(Dataset entries)
PR #2941, opened 2025-02-05
Safe qemu cpu from index

rmalmain:


libafl_qemu/src/emu/usermode.rs
```diff
@@ -22,7 +22,7 @@ impl<C, CM, ED, ET, I, S, SM> Emulator<C, CM, ED, ET, I, S, SM> {
     }
 
     #[must_use]
-    pub fn access_ok(&self, kind: VerifyAccess, addr: GuestAddr, size: usize) -> bool {
+    pub fn access_ok(&self, kind: VerifyAccess, addr: GuestAddr, size: usize) -> Option<bool> {
```
domenukk, line 25: At _some_ point you could start adding comments :D

domenukk: It's somewhat impossible to know when this would return None just from looking at the fn name

PR #2942, opened 2025-02-05
**WIP** Added qemu_tmin

WorksButNotTested:
I have resurrected `qemu_tmin` (see [here](https://github.com/AFLplusplus/LibAFL/pull/1614)). It seems to run ok. And some of the outputs are smaller than the inputs! But there seems to be way more outputs than there are inputs? What am I doing wrong?


domenukk:
>  But there seems to be way more outputs than there are inputs?

Could it be related to the recent "deduplication" changes in the OnDiskCorpus #2827 ? Maybe intermediate files don't get deleted properly anymore?

fuzzers/binary_only/qemu_tmin/Makefile.toml
```diff
@@ -0,0 +1,300 @@
+[env]
```
rmalmain, line 1: we are migrating to `Justfile`s, once we finish it will be necessary to migrate this following the same model as `qemu_cmin`.

fuzzers/binary_only/qemu_tmin/log.txt
```diff
@@ -0,0 +1,6704 @@
+[cargo-make] INFO - cargo make 0.37.16
```
rmalmain, line 1: can you remove this file please?

rmalmain (commented):
it would be nice to add some form of test once it's working.
otherwise it's the kind of thing that can break silently

BAGUVIX456:
@WorksButNotTested yes files are deduplicated based on file content. the idea is that the filename is a hash of the file contents, so if we get duplicate objectives we just increase a counter in the lockfile instead of writing another copy of the testcase. if you are naming testcases yourself such that identical testcases may have different filenames, deduplication will break and  we end up with duplicate files

WorksButNotTested:
> @WorksButNotTested yes files are deduplicated based on file content. the idea is that the filename is a hash of the file contents, so if we get duplicate objectives we just increase a counter in the lockfile instead of writing another copy of the testcase. if you are naming testcases yourself such that identical testcases may have different filenames, deduplication will break and we end up with duplicate files

So in my case then I'm not sure that will help me. After each of my seeds has run through the minimizer, then I will be hoping to find different (smaller) files which still generate the same coverage. So I guess I would need the test cases to be named based upon a hash of the coverage map (assuming the hash is long enough to avoid collisions). But also I would need the de-duplication to favour the smaller test case when deciding which to keep. Not sure exactly how I'd go about that though, so if you have any pointers that would be great!

domenukk:
You can always remove the testcase and then add the minimzed one

domenukk:
> You can always remove the testcase and then add the minimzed one

@WorksButNotTested I think this is the best way to go forward

WorksButNotTested:
Superseded by https://github.com/AFLplusplus/LibAFL/pull/3118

WORK INSTRUCTION: Only lines that contain "addr" are needed, so copy each of them from the data.

REPLY TO THE TASK:
-    pub fn access_ok(&self, kind: VerifyAccess, addr: GuestAddr, size: usize) -> bool {
+    pub fn access_ok(&self, kind: VerifyAccess, addr: GuestAddr, size: usize) -> Option<bool> {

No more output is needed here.